Issue #346, opened 2020-06-19
performace issue introduced by `wmb()`


liumuqing:
a `mfence` instruction (`wmb`) is added in `__sanitizer_cov_trace_pc_guard`, in commit f23dbfe1899bcc160055a42e747b993135e90acd.

On my environment, If I comment out `wmb()`, I can gain about 5~10% more runs per second (17000/s -> 19000/s)

If I understand correctly, since we are already using the atomic operation in `trace_pc_gurad`, memory barrier may be not necessary?

robertswiecki:
Yup,

We use it quite indiscriminately (just in case). I should take a look at it, and limit the use to those really necessary cases. Some of them are probably needed though.

PR #350, opened 2020-07-02
delete some wmb calls to get more speed

liumuqing:
This PR is for #346 
I delete some wmb calls which may be unnecessary, since there are atomic operations already.

I use libxml2 for test,  and use `F 1` to make a comparable test:
`./honggfuzz -i in -F 1 -- ./examples/libxml2/before_patch` speed: 13000~15000/s
`./honggfuzz -i in -F 1 -- ./examples/libxml2/after_patch` speed: 15000~17000/s


liumuqing:
@googlebot I signed it!

robertswiecki:
Thanks for the time spent on analysis. Awesome work!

· · · · ·

> [TASK DETAILS] Set down each record above without changing a single word.

> [OUTPUT OF THE TASK]
Issue #346, opened 2020-06-19
performace issue introduced by `wmb()`


liumuqing:
a `mfence` instruction (`wmb`) is added in `__sanitizer_cov_trace_pc_guard`, in commit f23dbfe1899bcc160055a42e747b993135e90acd.

On my environment, If I comment out `wmb()`, I can gain about 5~10% more runs per second (17000/s -> 19000/s)

If I understand correctly, since we are already using the atomic operation in `trace_pc_gurad`, memory barrier may be not necessary?

robertswiecki:
Yup,

We use it quite indiscriminately (just in case). I should take a look at it, and limit the use to those really necessary cases. Some of them are probably needed though.

PR #350, opened 2020-07-02
delete some wmb calls to get more speed

liumuqing:
This PR is for #346 
I delete some wmb calls which may be unnecessary, since there are atomic operations already.

I use libxml2 for test,  and use `F 1` to make a comparable test:
`./honggfuzz -i in -F 1 -- ./examples/libxml2/before_patch` speed: 13000~15000/s
`./honggfuzz -i in -F 1 -- ./examples/libxml2/after_patch` speed: 15000~17000/s


liumuqing:
@googlebot I signed it!

robertswiecki:
Thanks for the time spent on analysis. Awesome work!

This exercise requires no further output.